Share your dilemmas and get honest opinions from other Mumsnetters.

to have told off visiting child for rudeness?

116 replies

olympicmad · 03/08/2012 10:57

I was watching a friend's kid and together with my two they were all playing happily making cards. On asking what colour card they needed said child retorted "at my house we have more colours of card and it's not a mess like this one"! I was gobsmacked and told her she was being naughty. She's only 4 years old for goodness sake! And for the record my house was tidy with just toys out for them to play with!

OP posts:
YouOldSlag · 03/08/2012 14:06

Agree Steaming Nit. If it was me it would have been a mild reprimand and something like " don't tell people they have messy houses, it's cheeky!", and then moved on and changed the subject.
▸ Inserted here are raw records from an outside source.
PR #6978, opened 2026-07-24
feat!(config): Loculus now expects traefik v3 by default (+ upgrades the k3s version used in integration tests)

anna-parker:
This PR makes Loculus default to expect Traefik v3 rather than Traefik v2.

It also upgrades the k3s version used by default in the deploy script (used by integration tests and for local development), using the same version used on loculus previews and pathoplexus. Upgrade from `v1.31.14` to `v1.35.6, which is what necessitates the change to v3 since later versions are bundled with traefik v3 rather than v2.

### Breaking Changes
Pathoplexus does not need to make any changes. Other users of Loculus can continue to stay on earlier versions of traefik (which are bundled in early versions of k3s) but to do so should overwrite the declared traefik version in their values.yaml to `traefikVersion: 2` in order to continue to use the previous k3s version. However, we would recommend Loculus users to upgrade their traefik version, as traefik v2 may be deprecated or have support removed in future.

### DIFF
--- a/kubernetes/loculus/values.yaml
+++ b/kubernetes/loculus/values.yaml
@@ -2696,7 +2696,7 @@ runDevelopmentMainDatabase: true
 runDevelopmentS3: true
 developmentDatabasePersistence: false
 enforceHTTPS: true
-traefikVersion: 2
+traefikVersion: 3
 registrationTermsMessage: >
   You must agree to the <a href="http://main.loculus.org/terms">terms of use</a>.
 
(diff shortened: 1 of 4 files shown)


kubernetes/loculus/values.yaml
theosanderson, line 1: Couple of things:

A) all our conversation in last PR re marking this as a breaking change and giving some indication of what people need to do, and titling the PR in a useful way for people deploying Loculus instances - that again :)

B) we should probably remove the now-redundant setting in `values_preview_server.yaml`

P.S. Great to have this change though!

theosanderson (approved):
approving, but yeah, we might as well remove the duplication from values_preview_server

kubernetes/loculus/values.yaml
anna-parker: sorry was doing sth else - have now removed!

Unlurked · 03/08/2012 14:40

I look after a 6 year old who is the master of 'honesty'. It does begin to grate after being told for the umpteenth time that 'I have loads more toys than this. Why don't you have as many toys as me? Is it because you don't have enough space in your house? I suppose my house is MUCH bigger than yours.' he's just extremely competetive!

In your situation I would have said 'isn't it lovely that we all have different things in our houses and everyone keeps their things in different places blah blah blah'

In my situation I spend large parts of the day explaining why the extremely rude comment was extremely rude. It might sink in one day!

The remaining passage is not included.